| TASK DATA |

* * *

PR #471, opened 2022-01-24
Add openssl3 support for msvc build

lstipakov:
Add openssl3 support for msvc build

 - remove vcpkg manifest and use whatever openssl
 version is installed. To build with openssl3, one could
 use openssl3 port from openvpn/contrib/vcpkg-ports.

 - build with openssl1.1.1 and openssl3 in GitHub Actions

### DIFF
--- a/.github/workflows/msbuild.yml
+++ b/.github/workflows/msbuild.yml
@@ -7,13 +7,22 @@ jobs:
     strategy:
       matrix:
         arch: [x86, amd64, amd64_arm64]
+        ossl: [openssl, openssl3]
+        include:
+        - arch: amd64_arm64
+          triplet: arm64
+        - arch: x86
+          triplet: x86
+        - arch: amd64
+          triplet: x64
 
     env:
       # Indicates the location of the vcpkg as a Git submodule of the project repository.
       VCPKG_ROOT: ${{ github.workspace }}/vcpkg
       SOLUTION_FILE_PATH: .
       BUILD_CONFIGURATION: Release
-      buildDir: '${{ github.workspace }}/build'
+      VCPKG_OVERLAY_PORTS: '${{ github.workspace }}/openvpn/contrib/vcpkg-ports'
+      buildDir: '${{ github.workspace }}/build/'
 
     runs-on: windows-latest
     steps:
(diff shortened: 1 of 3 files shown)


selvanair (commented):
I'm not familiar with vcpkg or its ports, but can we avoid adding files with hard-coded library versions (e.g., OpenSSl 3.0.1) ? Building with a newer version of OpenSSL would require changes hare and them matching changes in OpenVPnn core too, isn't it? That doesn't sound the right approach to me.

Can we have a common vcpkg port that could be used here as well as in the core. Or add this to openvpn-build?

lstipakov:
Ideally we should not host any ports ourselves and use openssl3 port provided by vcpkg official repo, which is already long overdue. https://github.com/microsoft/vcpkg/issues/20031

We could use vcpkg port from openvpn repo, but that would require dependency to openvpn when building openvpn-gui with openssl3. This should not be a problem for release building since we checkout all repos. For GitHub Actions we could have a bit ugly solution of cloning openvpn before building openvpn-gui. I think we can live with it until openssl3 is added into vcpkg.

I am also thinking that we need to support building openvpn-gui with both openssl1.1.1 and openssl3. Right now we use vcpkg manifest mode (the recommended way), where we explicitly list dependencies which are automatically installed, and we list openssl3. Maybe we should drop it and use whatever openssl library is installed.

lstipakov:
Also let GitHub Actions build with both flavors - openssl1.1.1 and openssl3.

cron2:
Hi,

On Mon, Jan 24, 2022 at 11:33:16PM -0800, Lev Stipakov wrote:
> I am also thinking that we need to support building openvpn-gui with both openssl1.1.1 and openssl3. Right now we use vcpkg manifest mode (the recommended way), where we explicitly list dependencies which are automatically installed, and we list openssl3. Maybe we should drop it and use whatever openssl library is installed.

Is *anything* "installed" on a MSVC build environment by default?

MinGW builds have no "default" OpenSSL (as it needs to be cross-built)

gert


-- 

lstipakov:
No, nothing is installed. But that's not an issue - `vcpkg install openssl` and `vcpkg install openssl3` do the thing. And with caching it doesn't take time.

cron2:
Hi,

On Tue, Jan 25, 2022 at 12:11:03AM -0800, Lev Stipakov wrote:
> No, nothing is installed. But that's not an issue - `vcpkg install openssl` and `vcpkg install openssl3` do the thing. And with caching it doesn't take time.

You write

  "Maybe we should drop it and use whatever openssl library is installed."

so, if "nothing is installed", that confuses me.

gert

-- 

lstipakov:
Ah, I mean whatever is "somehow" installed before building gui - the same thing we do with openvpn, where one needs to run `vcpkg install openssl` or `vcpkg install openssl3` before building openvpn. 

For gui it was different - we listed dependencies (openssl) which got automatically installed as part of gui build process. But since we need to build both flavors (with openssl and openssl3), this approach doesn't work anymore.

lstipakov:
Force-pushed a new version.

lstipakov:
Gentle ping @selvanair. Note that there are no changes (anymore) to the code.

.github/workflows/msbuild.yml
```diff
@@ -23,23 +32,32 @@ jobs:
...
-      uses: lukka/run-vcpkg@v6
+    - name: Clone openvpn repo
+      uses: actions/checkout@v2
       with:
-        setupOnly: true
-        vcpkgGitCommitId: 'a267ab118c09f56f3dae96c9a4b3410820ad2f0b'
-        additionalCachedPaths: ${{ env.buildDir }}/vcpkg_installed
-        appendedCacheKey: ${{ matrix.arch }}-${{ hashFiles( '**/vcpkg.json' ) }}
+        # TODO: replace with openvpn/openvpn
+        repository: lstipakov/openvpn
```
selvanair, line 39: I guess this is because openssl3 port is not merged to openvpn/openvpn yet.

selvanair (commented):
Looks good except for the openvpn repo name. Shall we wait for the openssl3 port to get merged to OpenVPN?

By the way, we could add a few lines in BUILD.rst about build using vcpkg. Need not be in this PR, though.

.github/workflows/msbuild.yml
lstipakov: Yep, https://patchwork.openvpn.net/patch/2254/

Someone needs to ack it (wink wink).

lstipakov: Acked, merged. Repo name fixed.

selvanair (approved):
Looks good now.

* * *

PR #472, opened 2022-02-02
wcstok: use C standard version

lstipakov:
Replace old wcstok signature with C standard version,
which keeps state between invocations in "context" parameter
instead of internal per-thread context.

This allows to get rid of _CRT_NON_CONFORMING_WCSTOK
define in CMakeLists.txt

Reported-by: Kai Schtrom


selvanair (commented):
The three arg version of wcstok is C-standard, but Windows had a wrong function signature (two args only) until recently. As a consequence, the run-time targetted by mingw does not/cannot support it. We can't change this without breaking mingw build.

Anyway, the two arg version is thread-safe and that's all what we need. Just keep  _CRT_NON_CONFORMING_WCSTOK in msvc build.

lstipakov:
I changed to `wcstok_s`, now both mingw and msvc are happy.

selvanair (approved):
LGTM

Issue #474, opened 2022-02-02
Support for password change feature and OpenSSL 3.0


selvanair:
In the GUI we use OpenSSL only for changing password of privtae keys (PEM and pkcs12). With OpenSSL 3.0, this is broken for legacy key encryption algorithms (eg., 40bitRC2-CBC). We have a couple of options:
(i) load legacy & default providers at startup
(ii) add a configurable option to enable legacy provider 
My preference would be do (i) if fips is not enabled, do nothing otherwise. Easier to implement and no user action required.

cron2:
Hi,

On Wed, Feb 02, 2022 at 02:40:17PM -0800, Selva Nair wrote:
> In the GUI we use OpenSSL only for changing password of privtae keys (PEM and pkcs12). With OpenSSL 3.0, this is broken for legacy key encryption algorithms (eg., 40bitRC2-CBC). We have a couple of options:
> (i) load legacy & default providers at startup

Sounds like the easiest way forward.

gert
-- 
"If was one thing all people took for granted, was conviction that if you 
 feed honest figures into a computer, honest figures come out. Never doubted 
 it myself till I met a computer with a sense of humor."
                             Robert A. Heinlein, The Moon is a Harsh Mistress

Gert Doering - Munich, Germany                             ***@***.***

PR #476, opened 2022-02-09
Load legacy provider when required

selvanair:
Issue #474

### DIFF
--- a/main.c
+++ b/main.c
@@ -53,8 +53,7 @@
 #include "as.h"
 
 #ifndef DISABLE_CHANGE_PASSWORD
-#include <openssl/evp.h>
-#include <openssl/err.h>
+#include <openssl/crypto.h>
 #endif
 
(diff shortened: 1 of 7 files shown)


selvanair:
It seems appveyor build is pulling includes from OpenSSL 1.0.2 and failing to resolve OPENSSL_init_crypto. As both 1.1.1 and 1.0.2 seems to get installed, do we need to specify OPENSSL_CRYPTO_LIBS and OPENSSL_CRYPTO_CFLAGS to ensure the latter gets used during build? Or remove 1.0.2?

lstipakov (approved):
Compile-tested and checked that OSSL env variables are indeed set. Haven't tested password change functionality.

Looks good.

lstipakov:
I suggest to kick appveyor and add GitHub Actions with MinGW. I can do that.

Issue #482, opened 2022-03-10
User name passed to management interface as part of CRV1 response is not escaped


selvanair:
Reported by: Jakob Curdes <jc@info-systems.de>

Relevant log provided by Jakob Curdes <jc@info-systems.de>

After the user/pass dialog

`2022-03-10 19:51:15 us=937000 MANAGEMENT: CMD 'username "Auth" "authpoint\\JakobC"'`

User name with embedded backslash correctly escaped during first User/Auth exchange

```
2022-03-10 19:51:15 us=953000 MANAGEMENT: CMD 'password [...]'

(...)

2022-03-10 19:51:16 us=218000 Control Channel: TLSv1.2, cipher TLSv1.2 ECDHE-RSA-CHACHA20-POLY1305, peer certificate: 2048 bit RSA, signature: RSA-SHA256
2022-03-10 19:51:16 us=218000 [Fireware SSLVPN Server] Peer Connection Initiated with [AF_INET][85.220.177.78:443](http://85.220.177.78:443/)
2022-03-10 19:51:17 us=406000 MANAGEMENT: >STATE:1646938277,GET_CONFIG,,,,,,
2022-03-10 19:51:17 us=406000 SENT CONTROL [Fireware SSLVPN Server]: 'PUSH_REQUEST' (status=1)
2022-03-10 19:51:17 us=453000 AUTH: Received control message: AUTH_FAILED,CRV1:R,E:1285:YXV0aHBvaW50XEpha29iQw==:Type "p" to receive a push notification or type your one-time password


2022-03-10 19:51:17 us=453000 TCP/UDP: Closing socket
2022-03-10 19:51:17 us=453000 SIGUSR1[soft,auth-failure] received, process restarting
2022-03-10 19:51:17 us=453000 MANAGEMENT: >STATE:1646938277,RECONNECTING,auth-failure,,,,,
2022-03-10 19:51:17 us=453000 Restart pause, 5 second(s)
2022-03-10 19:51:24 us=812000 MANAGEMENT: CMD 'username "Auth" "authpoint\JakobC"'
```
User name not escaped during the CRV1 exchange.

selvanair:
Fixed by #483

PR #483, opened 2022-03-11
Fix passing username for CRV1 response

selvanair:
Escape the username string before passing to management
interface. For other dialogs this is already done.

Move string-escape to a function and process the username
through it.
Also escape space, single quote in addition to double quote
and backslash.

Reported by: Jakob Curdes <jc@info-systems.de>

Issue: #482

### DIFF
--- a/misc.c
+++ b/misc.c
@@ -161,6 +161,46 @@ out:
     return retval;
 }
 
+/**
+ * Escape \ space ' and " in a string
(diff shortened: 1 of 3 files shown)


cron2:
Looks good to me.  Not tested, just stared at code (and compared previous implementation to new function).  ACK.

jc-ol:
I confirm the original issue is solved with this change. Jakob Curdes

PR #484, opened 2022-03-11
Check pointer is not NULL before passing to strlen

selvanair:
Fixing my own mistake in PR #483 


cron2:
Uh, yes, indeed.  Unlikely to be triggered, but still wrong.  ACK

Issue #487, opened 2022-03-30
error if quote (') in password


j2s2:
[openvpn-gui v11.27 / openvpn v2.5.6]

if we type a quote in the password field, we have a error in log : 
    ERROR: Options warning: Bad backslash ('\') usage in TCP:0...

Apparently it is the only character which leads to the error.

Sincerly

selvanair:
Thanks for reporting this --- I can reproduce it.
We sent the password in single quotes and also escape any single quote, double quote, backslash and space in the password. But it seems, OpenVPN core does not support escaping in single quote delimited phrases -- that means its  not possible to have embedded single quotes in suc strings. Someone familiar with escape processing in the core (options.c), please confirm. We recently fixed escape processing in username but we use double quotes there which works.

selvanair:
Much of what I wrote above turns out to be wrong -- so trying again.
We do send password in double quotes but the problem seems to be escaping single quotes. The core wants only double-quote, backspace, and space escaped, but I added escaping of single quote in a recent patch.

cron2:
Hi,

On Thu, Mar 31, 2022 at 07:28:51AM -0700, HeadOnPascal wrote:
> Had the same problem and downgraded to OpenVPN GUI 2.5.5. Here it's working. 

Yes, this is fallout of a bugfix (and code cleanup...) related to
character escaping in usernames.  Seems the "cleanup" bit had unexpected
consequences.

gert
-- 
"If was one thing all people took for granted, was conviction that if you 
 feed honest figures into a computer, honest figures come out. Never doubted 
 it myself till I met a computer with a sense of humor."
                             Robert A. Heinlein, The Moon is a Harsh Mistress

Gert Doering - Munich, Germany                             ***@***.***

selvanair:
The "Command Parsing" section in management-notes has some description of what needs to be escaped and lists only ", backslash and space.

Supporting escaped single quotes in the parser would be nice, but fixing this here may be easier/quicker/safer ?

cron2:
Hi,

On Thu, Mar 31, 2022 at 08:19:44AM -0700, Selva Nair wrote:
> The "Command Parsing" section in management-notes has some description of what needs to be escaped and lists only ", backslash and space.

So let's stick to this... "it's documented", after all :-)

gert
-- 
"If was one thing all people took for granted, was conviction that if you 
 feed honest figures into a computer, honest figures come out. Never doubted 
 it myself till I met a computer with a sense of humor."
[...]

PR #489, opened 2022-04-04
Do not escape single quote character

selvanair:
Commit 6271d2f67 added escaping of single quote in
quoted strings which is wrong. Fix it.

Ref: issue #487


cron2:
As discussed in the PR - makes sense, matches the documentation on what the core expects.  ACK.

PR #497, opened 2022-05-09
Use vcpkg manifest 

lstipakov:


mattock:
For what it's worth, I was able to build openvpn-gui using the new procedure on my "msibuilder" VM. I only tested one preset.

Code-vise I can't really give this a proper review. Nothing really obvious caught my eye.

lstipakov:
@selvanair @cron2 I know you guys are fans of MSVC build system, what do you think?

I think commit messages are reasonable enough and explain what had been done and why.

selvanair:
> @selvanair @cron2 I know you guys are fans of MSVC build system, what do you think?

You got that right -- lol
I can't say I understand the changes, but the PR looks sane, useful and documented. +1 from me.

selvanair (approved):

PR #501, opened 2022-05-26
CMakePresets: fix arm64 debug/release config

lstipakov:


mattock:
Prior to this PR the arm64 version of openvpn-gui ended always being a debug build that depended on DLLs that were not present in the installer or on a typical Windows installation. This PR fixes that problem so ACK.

* * *

Examine the entries and report how many of their lines contain the string "msbuild", giving no more than the number.

| OUTPUT |
4